(Beginning of Available data)

PR #2764, opened 2023-09-12
[PM-3446]

andrebispo5:
## Type of change
- [X] Bug fix
- [ ] New feature development
- [ ] Other

## Objective

Check if user has mp and allow autofill to use items with mp re-prompt.

## Code changes

Change method that fetches items to show and bypass mp re-prompt check.

## Before you submit

### DIFF
--- a/src/Android/Autofill/AutofillHelpers.cs
+++ b/src/Android/Autofill/AutofillHelpers.cs
@@ -20,6 +20,7 @@ using AndroidX.AutoFill.Inline.V1;
 using Bit.Core.Abstractions;
 using SaveFlags = Android.Service.Autofill.SaveFlags;
 using Bit.Droid.Utilities;
+using Bit.Core.Services;
 
 namespace Bit.Droid.Autofill
 {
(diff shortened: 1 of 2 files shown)


src/Android/Autofill/AutofillHelpers.cs
```diff
@@ -152,23 +153,24 @@ public static class AutofillHelpers
             "androidapp://com.oneplus.applocker",
         };
 
-        public static async Task<List<FilledItem>> GetFillItemsAsync(Parser parser, ICipherService cipherService)
+        public static async Task<List<FilledItem>> GetFillItemsAsync(Parser parser, ICipherService cipherService, IUserVerificationService userVerificationService)
         {
+            var allowReprompt = !await userVerificationService.HasMasterPasswordAsync();
```
mpbw2, line 158: I think `hasMasterPassword` would be a more appropriate name for this so it makes more sense during use below, thoughts?

mpbw2 (approved):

(End of Available data)

Your answer should be the full set of records, printed exactly.

PR #2764, opened 2023-09-12
[PM-3446]

andrebispo5:
## Type of change
- [X] Bug fix
- [ ] New feature development
- [ ] Other

## Objective

Check if user has mp and allow autofill to use items with mp re-prompt.

## Code changes

Change method that fetches items to show and bypass mp re-prompt check.

## Before you submit

### DIFF
--- a/src/Android/Autofill/AutofillHelpers.cs
+++ b/src/Android/Autofill/AutofillHelpers.cs
@@ -20,6 +20,7 @@ using AndroidX.AutoFill.Inline.V1;
 using Bit.Core.Abstractions;
 using SaveFlags = Android.Service.Autofill.SaveFlags;
 using Bit.Droid.Utilities;
+using Bit.Core.Services;
 
 namespace Bit.Droid.Autofill
 {
(diff shortened: 1 of 2 files shown)


src/Android/Autofill/AutofillHelpers.cs
```diff
@@ -152,23 +153,24 @@ public static class AutofillHelpers
             "androidapp://com.oneplus.applocker",
         };
 
-        public static async Task<List<FilledItem>> GetFillItemsAsync(Parser parser, ICipherService cipherService)
+        public static async Task<List<FilledItem>> GetFillItemsAsync(Parser parser, ICipherService cipherService, IUserVerificationService userVerificationService)
         {
+            var allowReprompt = !await userVerificationService.HasMasterPasswordAsync();
```
mpbw2, line 158: I think `hasMasterPassword` would be a more appropriate name for this so it makes more sense during use below, thoughts?

mpbw2 (approved):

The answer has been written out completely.